─── EXERCISE DATA ───

PR #2553, opened 2016-04-13
Simplify EvaluateSettings and INode

pauldraper:
This simplifies EvaluateSettings.

(1) Reducing states from five to four.
(2) Remove redundant or unnecessary data structures.
(3) Move task counting logic into separate class.
(4) Remove the special nature of BindNode.
(5) Liberate most nodes from unnecessary `AList` operations.
(6) Reduce the scope of synchronization.

`registerIfNew` showed up as a hotspot when I profiled with YourKit. The equivalent `start()` is now about twice as fast. Though outside of profiling, I can't see a real difference in overall times.

But if nothing else, the implementation is at least far easier to understand.

### DIFF
--- a/util/collection/src/main/scala/sbt/INode.scala
+++ b/util/collection/src/main/scala/sbt/INode.scala
@@ -1,177 +1,194 @@
 package sbt
 
-import java.lang.Runnable
-import java.util.concurrent.{ atomic, Executor, LinkedBlockingQueue }
-import atomic.{ AtomicBoolean, AtomicInteger }
-import Types.{ :+:, ConstK, Id }
+import java.util.concurrent.atomic.AtomicInteger
+import java.util.concurrent.Executor
+import Types.Id
+import scala.concurrent.duration.Duration
+import scala.concurrent.{ Await, Promise }
 
-object EvaluationState extends Enumeration {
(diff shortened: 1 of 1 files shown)


eed3si9n:
Are you keeping bincompat with sbt 0.13.0? If not this type of refactoring might be better suited for 1.0.x series.

pauldraper:
If someone extends `EvaluateSettings` or uses `EvaluationState`, binary compatibility is broken.

These are core parts of SBT implementation, and I estimate it to be very unlikely that they would be used elsewhere.

I have no problem putting this on 1.0 instead. The only issue is that any changes to this code would have to be made separately for 0.13 and 1.0.

eed3si9n:
> Though outside of profiling, I can't see a real difference in overall times.

Are you saying that the perf gain is not observable from the build user's point of view?

pauldraper:
> Are you saying that the perf gain is not observable from the build user's point of view?

I went and ran this end-to-end on a few large projects. It seems there is a difference in load times, but a small one, about 1-2%. Nothing real exciting on that front.

dwijnand:
What do either of you want to do with this PR?

eed3si9n:
The refactoring looks useful, but I think it should target 1.0.x code base.
I'm closing this for now.

PR #4044, opened 2018-03-27
Cleanup Resolve

dwijnand:


main/src/main/scala/sbt/internal/Resolve.scala
```diff
@@ -11,21 +11,23 @@ package internal
...
-            key: AttributeKey[_],
-            mask: ScopeMask): Scope => Scope = {
-    val rs =
-      resolveProject(current, mask) _ ::
-        resolveExtra(mask) _ ::
-        resolveTask(mask) _ ::
-        resolveConfig(index, key, mask) _ ::
-        Nil
+  def apply(
+      index: BuildUtil[_],
```
eed3si9n, line 15: I don't know if this additional newline makes sense here.
Let Scalafmt be.

main/src/main/scala/sbt/internal/Resolve.scala
```diff
@@ -39,16 +41,16 @@ object Resolve {
     else scope.copy(extra = Zero)
 
   def resolveConfig[P](index: BuildUtil[P], key: AttributeKey[_], mask: ScopeMask)(
-      scope: Scope): Scope =
+      scope: Scope,
```
eed3si9n, line 44: Why...

eed3si9n (changes requested):
I am a bit confused with seemingly adhoc style changes in this PR. The point of having Scalafmt is so we don't have to do this.

dwijnand:
the default that Scalafmt has of aligning things on some random column instead of at tab stops makes the code illegible to me.

ideally I would change the configuration instead.

eed3si9n:
> the default that Scalafmt has of aligning things on some random column instead of at tab stops makes the code illegible to me.

Sure it's a bit odd, but I don't personally think "illegible."

> ideally I would change the configuration instead.

Let's not spend further dev time and Git history on whitespaces, at least until it really really becomes a problem. I think there are better/bigger fish we could fry.

dwijnand:
> I think there are better/bigger fish we could fry.

because you don't think it's illegible.

personally I do this again and again while tackling the codebase and often throw it away (or leave it my workspace dirty, or throw it in a unpublished branch). it's tiresome.

eed3si9n:
Let's seek a general solution to this. Wouldn't everything be solved if we increased the `maxColumn = 100` to some large number and/or set align.openParenCallSite to false?

dwijnand:
> Let's seek a general solution to this.

happy to

> Wouldn't everything be solved if we increased the maxColumn = 100 to some large number and/or set align.openParenCallSite to false?

yeah `align.openParenCallSite = false` and `align.openParenDefnSite = false` (https://github.com/dwijnand/sbt/commit/992f6251e8642abf33e860e0bf8ac0abc55880b0) definitely help.

I'll try a few ways and come back.

dwijnand:
now builds on #4064

PR #4050, opened 2018-03-28
Update to Jline 2.14.6

hvesalai:
This version of Jline fixes three things for Emacs users:
- ANSI colors are now enabled for Emacs.
- Terminal echo is now disabled for Emacs.
- History is enabled for all dump terminals.


hvesalai:
Respective PR in scala: scala/scala#6478

dwijnand (approved):

eed3si9n (approved):
LGTM pending CI

hvesalai:
Note: we still need to figure out why newer versions of sbt don't actually use the specified jline, but instead use the jline in scala's jline.jar

PR #4054, opened 2018-03-31
Fix console, JLine issue

### LINKED ISSUE #3482: 1.0.{0,1,2} Opening console multiple times breaks escaping
## steps
1. Start an sbt shell
2. Type `console<enter>`
3. Type `ctrl-d` or `:q<enter>`
4. Type `console<enter>`
5. Type an arrow key or `ctrl-n`, `ctrl-p`, `ctrl-r`, etc.

## problem
Escapes are not interpreted correctly and sbt prints out garbage characters.

## expectation
Escapes are interpreted correctly and sbt does not print out garbage characters.

## notes
* I'm on a Mac using iterm 2.
* Bug doesn't exist on sbt 0.13.16

sbt version: *1.0.0*, *1.0.1*

eed3si9n:
Fixes #3482

This fixes running `console` multiple time messing up JLine.

### DIFF
--- a/main-actions/src/main/scala/sbt/Console.scala
+++ b/main-actions/src/main/scala/sbt/Console.scala
@@ -9,8 +9,8 @@ package sbt
 
 import java.io.File
 import sbt.internal.inc.AnalyzingCompiler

───

PROBLEM DESCRIPTION.
Set every line down again exactly. Begin with the first line of the entries and finish with the line containing "showed up as".

SOLUTION BELOW.
PR #2553, opened 2016-04-13
Simplify EvaluateSettings and INode

pauldraper:
This simplifies EvaluateSettings.

(1) Reducing states from five to four.
(2) Remove redundant or unnecessary data structures.
(3) Move task counting logic into separate class.
(4) Remove the special nature of BindNode.
(5) Liberate most nodes from unnecessary `AList` operations.
(6) Reduce the scope of synchronization.

`registerIfNew` showed up as a hotspot when I profiled with YourKit. The equivalent `start()` is now about twice as fast. Though outside of profiling, I can't see a real difference in overall times.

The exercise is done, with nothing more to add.